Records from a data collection
PR #3618, opened 2026-08-13
fix: make nccl_reshard_refit_info wire-safe for the generation-worker.

youngeunkwon0405:
I am separating PR #3532 into two. Wire-safe part and the MTP gating part.

# What does this PR do ?

Make the nccl_reshard_refit_info object wire-safe before sending it to the generation worker during initialization.
nccl_reshard_refit_info contains torch tensors, created by Megatron. The problem is that Megatron replaces the
torch.storage._load_from_bytes function that is required for unpickling to a Megatron-specific function.
So, during unpickling from the generation worker, it will call import megatron which will cause an import error.
This PR fixes that issue.

# Issues

# Usage

```python
```

**Pre checks**:

# Additional Information
* ...

### DIFF
--- a/nemo_rl/algorithms/single_controller.py
+++ b/nemo_rl/algorithms/single_controller.py
@@ -236,9 +236,13 @@ class SingleControllerActor:
             rollout_task.cancel()
             train_task.cancel()
             await asyncio.gather(rollout_task, train_task, return_exceptions=True)
-            self._logger.finish()
-            # Flush the last checkpoint's background finalization before exit.
-            await asyncio.to_thread(self._checkpointer.shutdown)
+            try:
+                self._weight_synchronizer.shutdown()
+            except Exception as e:  # teardown must not mask the original failure
+                print(f"Error during weight-synchronizer shutdown: {e}", flush=True)
+            finally:
+                self._logger.finish()
+                await asyncio.to_thread(self._checkpointer.shutdown)
 
         return {
             "train_steps": self._train_steps,
--- a/nemo_rl/weight_sync/nccl_reshard_utils.py
+++ b/nemo_rl/weight_sync/nccl_reshard_utils.py
@@ -19,6 +19,8 @@ This module provides:
   shared torch.distributed process group (needed for cross-world transfers)
 - Placement rules: mapping param names to TP/EP sharding strategies
 - build_nccl_reshard_refit_info: compute per-layer param metadata for refit
+- make_nccl_reshard_refit_info_wire_safe: convert placements and meshes into
+  plain dicts/lists before the refit metadata crosses a process boundary
 - restore_refit_info_placements: undo msgspec dict-flattening of placements
   and meshes on the receiving side
 
@@ -245,6 +247,45 @@ def _restore_placement(p):
             return Shard(p["dim"])
         return Replicate()
     return Replicate()
+
+
+def make_nccl_reshard_refit_info_wire_safe(refit_info: dict) -> dict:
+    """Copy refit metadata into types safe for vLLM's subprocess RPC.
+
+    Importing ``megatron.core`` replaces ``torch.storage._load_from_bytes`` with
+    a Megatron function, so Tensor pickles require Megatron at unpickle time.
+    vLLM subprocesses may not have it importable; convert the metadata to the
+    plain representation accepted by ``restore_refit_info_placements``.
+    """
+
+    def _wire_mesh(mesh):
+        if isinstance(mesh, MeshInfo):
+            return {"mesh": mesh.mesh.tolist()}
+        return mesh
+
+    def _wire_placement(placement):
+        if isinstance(placement, Shard):
+            return {"dim": placement.dim}
+        if isinstance(placement, Replicate):
+            return {}
+        return placement
+
+    wire_info = dict(refit_info)
+    wire_layers = {}
+    for layer_name, params in refit_info.get("per_layer_params", {}).items():
+        wire_params = []
+        for param_info in params:
+            wire_param = dict(param_info)
+            for key in ("src_mesh_info", "dst_mesh_info"):
+                if key in wire_param:
+                    wire_param[key] = _wire_mesh(wire_param[key])
+            for key in ("src_placements", "dst_placements"):
+                if key in wire_param:
+                    wire_param[key] = [_wire_placement(p) for p in wire_param[key]]
+            wire_params.append(wire_param)
+        wire_layers[layer_name] = wire_params
+    wire_info["per_layer_params"] = wire_layers
+    return wire_info
 
 
 def restore_refit_info_placements(refit_info: dict) -> dict:
--- a/nemo_rl/weight_sync/nccl_reshard_weight_synchronizer.py
+++ b/nemo_rl/weight_sync/nccl_reshard_weight_synchronizer.py
@@ -43,6 +43,9 @@ import ray
 
 from nemo_rl.utils.timer import Timer
 from nemo_rl.weight_sync.interfaces import WeightSynchronizer
+from nemo_rl.weight_sync.nccl_reshard_utils import (
+    make_nccl_reshard_refit_info_wire_safe,
+)
 
 
 class NcclReshardWeightSynchronizer(WeightSynchronizer):
@@ -205,9 +208,22 @@ class NcclReshardWeightSynchronizer(WeightSynchronizer):
             train_world_size,
             inference_world_size,
         )
-        self._generation.prepare_nccl_reshard_refit_info(nccl_reshard_refit_info)
+
+        # nccl_reshard_refit_info holds MeshInfo rank tensors created under
+        # Megatron, whose pickles resolve a Megatron-patched storage loader and
+        # therefore need `import megatron` on unpickle. Convert them to plain
+        # lists here; the vLLM worker rebuilds them in
+        # `restore_refit_info_placements()`.
+        wire_refit_info = make_nccl_reshard_refit_info_wire_safe(
+            nccl_reshard_refit_info
+        )
+        self._generation.prepare_nccl_reshard_refit_info(wire_refit_info)
 
     def shutdown(self) -> None:
         # The NCCL process groups' lifecycle is managed by Ray actor teardown;
         # the workers that own the groups are destroyed with the cluster.
-        pass
+        # Break the VllmGeneration <-> synchronizer reference cycle so the
+        # generation wrapper is garbage-collectable after teardown. The
+        # synchronizer is never used again after shutdown(), so losing the
+        # handle is safe.
+        self._generation = None
--- a/tests/unit/weight_sync/test_nccl_reshard_utils.py
+++ b/tests/unit/weight_sync/test_nccl_reshard_utils.py
@@ -21,6 +21,7 @@ mesh construction, placement rules, expert grouping, and the top-level
 torch.distributed, no model object — so this module runs on CPU with no extras.
 """
 
+import pickle
 from types import SimpleNamespace
 
 import pytest
@@ -38,6 +39,8 @@ from nemo_rl.weight_sync.nccl_reshard_utils import (
     group_expert_params_in_metadata,
     is_expert_param,
     is_nccl_reshard_param,
+    make_nccl_reshard_refit_info_wire_safe,
+    restore_refit_info_placements,
 )
 
 
@@ -476,3 +479,81 @@ def test_build_refit_info_groups_experts_and_tags_them():
         for layer in info["layer_names"]
         for p in info["per_layer_params"][layer]
     )
+
+
+# --------------------------------------------------------------------------
+# make_nccl_reshard_refit_info_wire_safe / restore_refit_info_placements
+# --------------------------------------------------------------------------
+def _contains_tensor(obj) -> bool:
+    if isinstance(obj, torch.Tensor):
+        return True
+    if isinstance(obj, dict):
+        return any(_contains_tensor(v) for v in obj.values())
+    if isinstance(obj, (list, tuple)):
+        return any(_contains_tensor(v) for v in obj)
+    if hasattr(obj, "__dict__"):  # e.g. MeshInfo wrapping its rank tensor
+        return any(_contains_tensor(v) for v in vars(obj).values())
+    return False
+
+
+def _refit_info_for_wire() -> dict:
+    return build_nccl_reshard_refit_info(
+        _dense_metadata(),
+        train_parallelism={"tp_size": 2, "ep_size": 1, "pp_size": 1},
+        gen_parallelism={"tp_size": 4, "ep_size": 1, "pp_size": 1},
+        train_world_size=2,
+        gen_world_size=4,
+    )
+
+
+def test_wire_safe_refit_info_carries_no_tensors_and_pickles_plainly():
+    # MeshInfo holds a rank tensor; a tensor pickled in a megatron-importing
+    # process needs `import megatron` at unpickle time, so the wire form must
+    # be tensor-free end to end (the invariant this function exists for).
+    info = _refit_info_for_wire()
+    assert _contains_tensor(info)
+
+    wire = make_nccl_reshard_refit_info_wire_safe(info)
+
+    assert not _contains_tensor(wire)
+    # Placements are encoded exactly as restore expects: Shard -> {"dim": d},
+    # Replicate -> {}.
+    for params in wire["per_layer_params"].values():
+        for p in params:
+            assert isinstance(p["src_mesh_info"], dict)
+            assert isinstance(p["dst_mesh_info"], dict)
+            for placement in p["src_placements"] + p["dst_placements"]:
+                assert isinstance(placement, dict)
+    pickle.loads(pickle.dumps(wire))
+
+
+def test_wire_safe_does_not_mutate_the_train_side_refit_info():
+    info = _refit_info_for_wire()
+
+    make_nccl_reshard_refit_info_wire_safe(info)
+
+    for layer in info["layer_names"]:
+        for p in info["per_layer_params"][layer]:
+            assert isinstance(p["src_mesh_info"], MeshInfo)
+            assert isinstance(p["dst_mesh_info"], MeshInfo)
+            for placement in p["src_placements"] + p["dst_placements"]:
+                assert isinstance(placement, (Shard, Replicate))
+
+
+def test_wire_safe_then_restore_reproduces_placements_and_meshes():
+    info = _refit_info_for_wire()
+
+    wire = pickle.loads(pickle.dumps(make_nccl_reshard_refit_info_wire_safe(info)))
+    restored = restore_refit_info_placements(wire)
+
+    assert restored["layer_names"] == info["layer_names"]
+    for layer in info["layer_names"]:
+        original = {p["name"]: p for p in info["per_layer_params"][layer]}
+        assert len(restored["per_layer_params"][layer]) == len(original)
+        for p in restored["per_layer_params"][layer]:
+            o = original[p["name"]]
+            for key in ("src_mesh_info", "dst_mesh_info"):
+                assert isinstance(p[key], MeshInfo)
+                assert torch.equal(p[key].mesh, o[key].mesh)
+            for key in ("src_placements", "dst_placements"):
+                assert p[key] == o[key]
--- a/tests/unit/weight_sync/test_nccl_reshard_utils.py
+++ b/tests/unit/weight_sync/test_nccl_reshard_utils.py
@@ -557,3 +557,31 @@ def test_wire_safe_then_restore_reproduces_placements_and_meshes():
                 assert torch.equal(p[key].mesh, o[key].mesh)
             for key in ("src_placements", "dst_placements"):
                 assert p[key] == o[key]
+
+
+def test_wire_safe_pickle_is_independent_of_a_patched_storage_loader(monkeypatch):
+    # megatron.core replaces torch.storage._load_from_bytes at import time; a
+    # tensor pickled under the patch records the patcher's module path and
+    # cannot be unpickled without it. Mimic the patch with a dummy module and
+    # assert only the raw form references it — the invariant the wire-safe
+    # conversion exists to guarantee.
+    import io
+    import sys
+    import types
+
+    dummy = types.ModuleType("dummy_unpickler_module")
+
+    def _dummy_load_from_bytes(b):
+        return torch.load(io.BytesIO(b), weights_only=True)
+
+    _dummy_load_from_bytes.__module__ = "dummy_unpickler_module"
+    _dummy_load_from_bytes.__qualname__ = "_dummy_load_from_bytes"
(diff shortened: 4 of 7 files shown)


youngeunkwon0405:
/ok to test [e0c8961](https://github.com/NVIDIA-NeMo/RL/pull/3618/commits/e0c89613aabc0baf20a401bea072f80e47041725)

nemo_rl/weight_sync/nccl_reshard_utils.py
```diff
@@ -247,6 +249,45 @@ def _restore_placement(p):
...
+        if isinstance(mesh, MeshInfo):
+            return {"mesh": mesh.mesh.tolist()}
+        return mesh
+
+    def _wire_placement(placement):
+        if isinstance(placement, Shard):
+            return {"dim": placement.dim}
+        if isinstance(placement, Replicate):
+            return {}
+        return placement
```
youngeunkwon0405, line 271: [`nemo_rl/weight_sync/nccl_reshard_utils.py:261-271`](https://github.com/NVIDIA-NeMo/RL/blob/e0c89613aabc0baf20a401bea072f80e47041725/nemo_rl/weight_sync/nccl_reshard_utils.py#L261-L271)

**[GUIDELINE]** `_wire_mesh` / `_wire_placement` silently pass through unknown types. The function's contract is "nothing tensor-bearing survives", so a future placement type (e.g. `_StridedShard`, `Partial`) would ship its tensors and resurface as exactly the obscure vLLM-worker unpickle error this PR exists to prevent — fail-loud would catch it at the source. One subtlety when tightening this: plain `dict` inputs should still pass through unchanged so the function stays idempotent (double-convert remains a fixed point, mirroring `restore_refit_info_placements`' documented idempotency) — i.e. return dicts as-is, `raise TypeError(f"unexpected mesh type {type(mesh)} in refit info")` for anything else. A one-line `make_nccl_reshard_refit_info_wire_safe(wire) == wire` assert in the existing tests would pin the idempotency contract alongside it.

nemo_rl/weight_sync/nccl_reshard_weight_synchronizer.py
```diff
@@ -205,9 +208,22 @@ def init_communicator(self) -> None:
...
 
     def shutdown(self) -> None:
         # The NCCL process groups' lifecycle is managed by Ray actor teardown;
         # the workers that own the groups are destroyed with the cluster.
-        pass
+        # Break the VllmGeneration <-> synchronizer reference cycle so the
+        # generation wrapper is garbage-collectable after teardown. The
+        # synchronizer is never used again after shutdown(), so losing the
+        # handle is safe.
+        self._generation = None
```
youngeunkwon0405, line 229: [`nemo_rl/weight_sync/nccl_reshard_weight_synchronizer.py:222-229`](https://github.com/NVIDIA-NeMo/RL/blob/e0c89613aabc0baf20a401bea072f80e47041725/nemo_rl/weight_sync/nccl_reshard_weight_synchronizer.py#L222-L229)

**[BUG, low]** Narrow teardown race with an in-flight sync: [`_sync_weights` runs the synchronizer in a non-cancellable `asyncio.to_thread`](https://github.com/NVIDIA-NeMo/RL/blob/e0c89613aabc0baf20a401bea072f80e47041725/nemo_rl/algorithms/single_controller.py#L692-L695), and cancelling the awaiting task lets `run()`'s finally proceed while the worker thread is still between [lines 118-119 here](https://github.com/NVIDIA-NeMo/RL/blob/e0c89613aabc0baf20a401bea072f80e47041725/nemo_rl/weight_sync/nccl_reshard_weight_synchronizer.py#L118-L119). `shutdown()` nulling `_generation` in that window makes the live thread raise `AttributeError`, skip `ray.get(futures_train)`, and leave train workers blocked in the NCCL collective — masking the original failure. The line itself is worth keeping (on the sync-GRPO path [`VllmGeneration.shutdown()` calls this](https://github.com/NVIDIA-NeMo/RL/blob/e0c89613aabc0baf20a401bea072f80e47041725/nemo_rl/models/generation/vllm/vllm_generation.py#L940-L941) and a real reference cycle exists there); a one-line hardening is snapshotting `generation = self._generation` at the top of `sync_weights()` and using the local.

Related test note: `NcclReshardWeightSynchronizer` has no test file, while both sibling synchronizers cover `shutdown()` ([test_checkpoint_engine_weight_synchronizer.py:249](https://github.com/NVIDIA-NeMo/RL/blob/e0c89613aabc0baf20a401bea072f80e47041725/tests/unit/weight_sync/test_checkpoint_engine_weight_synchronizer.py#L249), [test_vllm_remote_sparse_weight_synchronizer.py:191](https://github.com/NVIDIA-NeMo/RL/blob/e0c89613aabc0baf20a401bea072f80e47041725/tests/unit/weight_sync/test_vllm_remote_sparse_weight_synchronizer.py#L191)) — a minimal shutdown-idempotency test (the module imports fine on CPU) was verified passing during review.

nemo_rl/algorithms/single_controller.py
```diff
@@ -215,7 +215,12 @@ async def run(self) -> dict[str, Any]:
             rollout_task.cancel()
             train_task.cancel()
             await asyncio.gather(rollout_task, train_task, return_exceptions=True)
-            self._logger.finish()
+            try:
+                self._weight_synchronizer.shutdown()
+            except Exception as e:  # teardown must not mask the original failure
+                print(f"Error during weight-synchronizer shutdown: {e}", flush=True)
+            finally:
+                self._logger.finish()
```
youngeunkwon0405, line 244: [`nemo_rl/algorithms/single_controller.py:218-223`](https://github.com/NVIDIA-NeMo/RL/blob/e0c89613aabc0baf20a401bea072f80e47041725/nemo_rl/algorithms/single_controller.py#L218-L223)

**[BUG, low]** This call closes a real gap — the single-controller path previously never invoked the checkpoint-engine/sparse synchronizers' `shutdown()` at all — but it can also hang: `CheckpointEngineWeightSynchronizer.shutdown()` does an unbounded [`ray.get` against policy + generation workers](https://github.com/NVIDIA-NeMo/RL/blob/e0c89613aabc0baf20a401bea072f80e47041725/nemo_rl/weight_sync/checkpoint_engine_weight_synchronizer.py#L250-L257), and on the failure path those workers may be wedged rather than dead. A hang isn't covered by `except Exception`, so `run()` never returns and the driver's own cleanup never executes. Consider a bounded `ray.get(..., timeout=...)` in that synchronizer (or a timeout around this call). Two small things to fold in while here: `await asyncio.to_thread(self._weight_synchronizer.shutdown)` would match this file's convention for blocking synchronizer calls (L685, L692), and `{e!r}` or `traceback.print_exc()` would preserve the traceback of a teardown error that, by construction, nobody else reports.

Test note: no unit test calls `SingleControllerActor.run()`, so this teardown contract is uncovered. Three tests using the existing `object.__new__(controller_cls)` pattern ([test_single_controller.py:186](https://github.com/NVIDIA-NeMo/RL/blob/e0c89613aabc0baf20a401bea072f80e47041725/tests/unit/single_controller/test_single_controller.py#L186)) were drafted and verified during review — including the key one: a `_train_pump` failure still propagates when `shutdown()` also raises.

tests/unit/weight_sync/test_nccl_reshard_utils.py
```diff
@@ -476,3 +479,81 @@ def test_build_refit_info_groups_experts_and_tags_them():
...
+
+
+def _refit_info_for_wire() -> dict:
+    return build_nccl_reshard_refit_info(
+        _dense_metadata(),
+        train_parallelism={"tp_size": 2, "ep_size": 1, "pp_size": 1},
+        gen_parallelism={"tp_size": 4, "ep_size": 1, "pp_size": 1},
+        train_world_size=2,
+        gen_world_size=4,
+    )
```
youngeunkwon0405, line 506: [`tests/unit/weight_sync/test_nccl_reshard_utils.py:499-506`](https://github.com/NVIDIA-NeMo/RL/blob/e0c89613aabc0baf20a401bea072f80e47041725/tests/unit/weight_sync/test_nccl_reshard_utils.py#L499-L506)

**[TEST]** Two ways these (good) tests could pin the invariant harder:

1. **The fixture never produces a `Replicate`.** Both meshes here are 1-D pure-TP, so every placement is a `Shard` — the `Replicate -> {}` encoding (a *falsy* empty dict, exactly what a future truthiness guard would silently drop) and multi-dim `mesh.tolist()` nesting are never exercised, nor are `pp_stage` / `grouped_expert_proj` pass-through. One consolidated MoE+EP+PP case (e.g. tp 2→4 with ep_size=2, pp_size=2 and a `layer_to_pp_stage` map) covers all of it — verified passing during review: the 2-D mesh yields `[Replicate(), Shard(0)]`.

2. **`pickle.loads(pickle.dumps(wire))` doesn't actually prove megatron-independence** — this test process has no patched unpickler, so that line passes even for the raw tensor-bearing info. The invariant the PR exists for can be pinned directly (~10 lines): monkeypatch `torch.storage._load_from_bytes` with a function from a dummy module (mimicking [megatron-core's patch](https://github.com/NVIDIA/Megatron-LM/blob/d12f6c8c9aff51e166d872fd70151687a8e3f375/megatron/core/__init__.py)), then assert the dummy module name appears in `pickle.dumps(raw_info)` but NOT in `pickle.dumps(wire_info)`. Verified to pass/fail correctly against the real code during review.

youngeunkwon0405 (commented):
Team review: 4 agents (RL expert, test reviewer, bug finder, devil's advocate) + lead; findings independently re-verified before posting.

**The fix is correct and necessary — verified empirically.** The devil's advocate reproduced the failure end-to-end on CPU: with `torch.storage._load_from_bytes` patched the way the pinned megatron-core does ([megatron/core/__init__.py @ d12f6c8c](https://github.com/NVIDIA/Megatron-LM/blob/d12f6c8c9aff51e166d872fd70151687a8e3f375/megatron/core/__init__.py), `torch.storage._load_from_bytes = safe_load_from_bytes`), the raw refit-info pickle references `megatron.core.safe_globals.safe_load_from_bytes` and cannot unpickle without megatron, while the wire-safe form unpickles and restores exactly. The converter was further verified for MoE+EP+PP round-trip fidelity, idempotency in both directions, and non-mutation of the caller's dict. All 50 unit tests in the touched file pass on a CPU-only environment.

4 inline comments, none above low severity: a fail-loud suggestion in the wire helpers, a narrow teardown race + a hang risk around the new `shutdown()` wiring (which otherwise closes a real gap), and two test-strengthening suggestions. Linter (ruff check + format): clean.

_Generated by Claude Code_

nemo_rl/weight_sync/nccl_reshard_utils.py
youngeunkwon0405: This is fine

nemo_rl/weight_sync/nccl_reshard_weight_synchronizer.py
youngeunkwon0405: Not a realistic case.

nemo_rl/weight_sync/nccl_reshard_utils.py
youngeunkwon0405: Agreed — the guarded types are the only ones `get_placements` can emit today, so the fail-loud variant guards an unreachable case. Declining as too defensive; resolving.

nemo_rl/weight_sync/nccl_reshard_weight_synchronizer.py
youngeunkwon0405: Agreed — the window requires a rollout failure, an in-flight sync, and shutdown landing between two specific lines, during a teardown where the actors are killed moments later. Declining as not a realistic case; resolving.

nemo_rl/algorithms/single_controller.py
youngeunkwon0405: Declining this one as too defensive.

tests/unit/weight_sync/test_nccl_reshard_utils.py
youngeunkwon0405: Adopted the patched-unpickler suggestion in 234e68b633c4b9acb85d889eb70339d756b06ff3 — `test_wire_safe_pickle_is_independent_of_a_patched_storage_loader` mimics megatron-core's `torch.storage._load_from_bytes` patch with a dummy module and asserts it appears in the raw pickle but not the wire-safe one (verified passing, 51/51 locally). Declining the MoE/PP fixture extension: the converter treats `Replicate` identically to `Shard` (one `isinstance` branch), and the new test pins the actual tensor-independence invariant directly, so the dense case gives sufficient signal.

youngeunkwon0405: Not a realistic case. Added a test case for the #2.

nemo_rl/algorithms/single_controller.py
```diff
@@ -236,9 +236,13 @@ async def run(self) -> dict[str, Any]:
             rollout_task.cancel()
             train_task.cancel()
             await asyncio.gather(rollout_task, train_task, return_exceptions=True)
-            self._logger.finish()
-            # Flush the last checkpoint's background finalization before exit.
-            await asyncio.to_thread(self._checkpointer.shutdown)
+            try:
+                self._weight_synchronizer.shutdown()
```
terrykong, line 240: [`nemo_rl/algorithms/single_controller.py:240`](https://github.com/NVIDIA-NeMo/RL/blob/a103e75522fe44dc7bba8e04edfa966443c1292c/nemo_rl/algorithms/single_controller.py#L240)

**1 action item.**

**TL;DR — this new line raises `AttributeError` on every existing test that drives `run()`; the broad `except` swallows it and the tests still pass, so CI is green while permanently exercising the error path.**

PR-introduced. The test double has no `shutdown()`:

1. [`_FakeWeightSynchronizer`](https://github.com/NVIDIA-NeMo/RL/blob/a103e75522fe44dc7bba8e04edfa966443c1292c/tests/unit/single_controller/test_sc_checkpointing.py#L223) defines only `__init__` and `sync_weights` — no `shutdown`, no base class.
2. It is injected as the synchronizer at [line 384](https://github.com/NVIDIA-NeMo/RL/blob/a103e75522fe44dc7bba8e04edfa966443c1292c/tests/unit/single_controller/test_sc_checkpointing.py#L384): `weight_synchronizer=_FakeWeightSynchronizer(),  # type: ignore[arg-type]`. The `type: ignore` is the tell that it has drifted from the ABC, where [`shutdown` is `@abstractmethod`](https://github.com/NVIDIA-NeMo/RL/blob/a103e75522fe44dc7bba8e04edfa966443c1292c/nemo_rl/weight_sync/interfaces.py#L131).
3. [`_run_actor_run`](https://github.com/NVIDIA-NeMo/RL/blob/a103e75522fe44dc7bba8e04edfa966443c1292c/tests/unit/single_controller/test_sc_checkpointing.py#L423) drives `await actor.run()`, which reaches this line in the `finally`.
4. `AttributeError` is a subclass of `Exception`, so [line 241](https://github.com/NVIDIA-NeMo/RL/blob/a103e75522fe44dc7bba8e04edfa966443c1292c/nemo_rl/algorithms/single_controller.py#L241) catches it and prints `Error during weight-synchronizer shutdown: '_FakeWeightSynchronizer' object has no attribute 'shutdown'`.

The three tests at [1115](https://github.com/NVIDIA-NeMo/RL/blob/a103e75522fe44dc7bba8e04edfa966443c1292c/tests/unit/single_controller/test_sc_checkpointing.py#L1115), [1177](https://github.com/NVIDIA-NeMo/RL/blob/a103e75522fe44dc7bba8e04edfa966443c1292c/tests/unit/single_controller/test_sc_checkpointing.py#L1177) and [1203](https://github.com/NVIDIA-NeMo/RL/blob/a103e75522fe44dc7bba8e04edfa966443c1292c/tests/unit/single_controller/test_sc_checkpointing.py#L1203) therefore pass without ever exercising a successful shutdown.

### AI-1
**Action:** add `shutdown()` to `_FakeWeightSynchronizer` and assert it in one test. Not a `suggestion` block because the edit is in a file outside this diff.

```python
class _FakeWeightSynchronizer:
    def __init__(self) -> None:
        self.sync_count = 0
        self.shutdown_count = 0

    def sync_weights(self, *, kv_scales: Any = None) -> None:
        self.sync_count += 1

    def shutdown(self) -> None:
        self.shutdown_count += 1
```

then `assert actor_args.weight_synchronizer.shutdown_count == 1` in one of the `_run_actor_run` tests.

_Not verified — we could not run pytest (macOS; `uv.lock` supports linux only)._

nemo_rl/weight_sync/nccl_reshard_weight_synchronizer.py
```diff
@@ -205,9 +208,22 @@ def init_communicator(self) -> None:
...
+
+        # nccl_reshard_refit_info holds MeshInfo rank tensors created under
+        # Megatron, whose pickles resolve a Megatron-patched storage loader and
+        # therefore need `import megatron` on unpickle. Convert them to plain
+        # lists here; the vLLM worker rebuilds them in
+        # `restore_refit_info_placements()`.
+        wire_refit_info = make_nccl_reshard_refit_info_wire_safe(
+            nccl_reshard_refit_info
+        )
+        self._generation.prepare_nccl_reshard_refit_info(wire_refit_info)
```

▶ Task brief
Take the lines above from the one containing "wire_params = []" to the one containing "from nemo_rl.weight_sync.interfaces import" and retype them exactly, both ends included, with nothing added.

▶ Output for this task
+        wire_params = []
+        for param_info in params:
+            wire_param = dict(param_info)
+            for key in ("src_mesh_info", "dst_mesh_info"):
+                if key in wire_param:
+                    wire_param[key] = _wire_mesh(wire_param[key])
+            for key in ("src_placements", "dst_placements"):
+                if key in wire_param:
+                    wire_param[key] = [_wire_placement(p) for p in wire_param[key]]
+            wire_params.append(wire_param)
+        wire_layers[layer_name] = wire_params
+    wire_info["per_layer_params"] = wire_layers
+    return wire_info
 
 
 def restore_refit_info_placements(refit_info: dict) -> dict:
--- a/nemo_rl/weight_sync/nccl_reshard_weight_synchronizer.py
+++ b/nemo_rl/weight_sync/nccl_reshard_weight_synchronizer.py
@@ -43,6 +43,9 @@ import ray
 
 from nemo_rl.utils.timer import Timer
 from nemo_rl.weight_sync.interfaces import WeightSynchronizer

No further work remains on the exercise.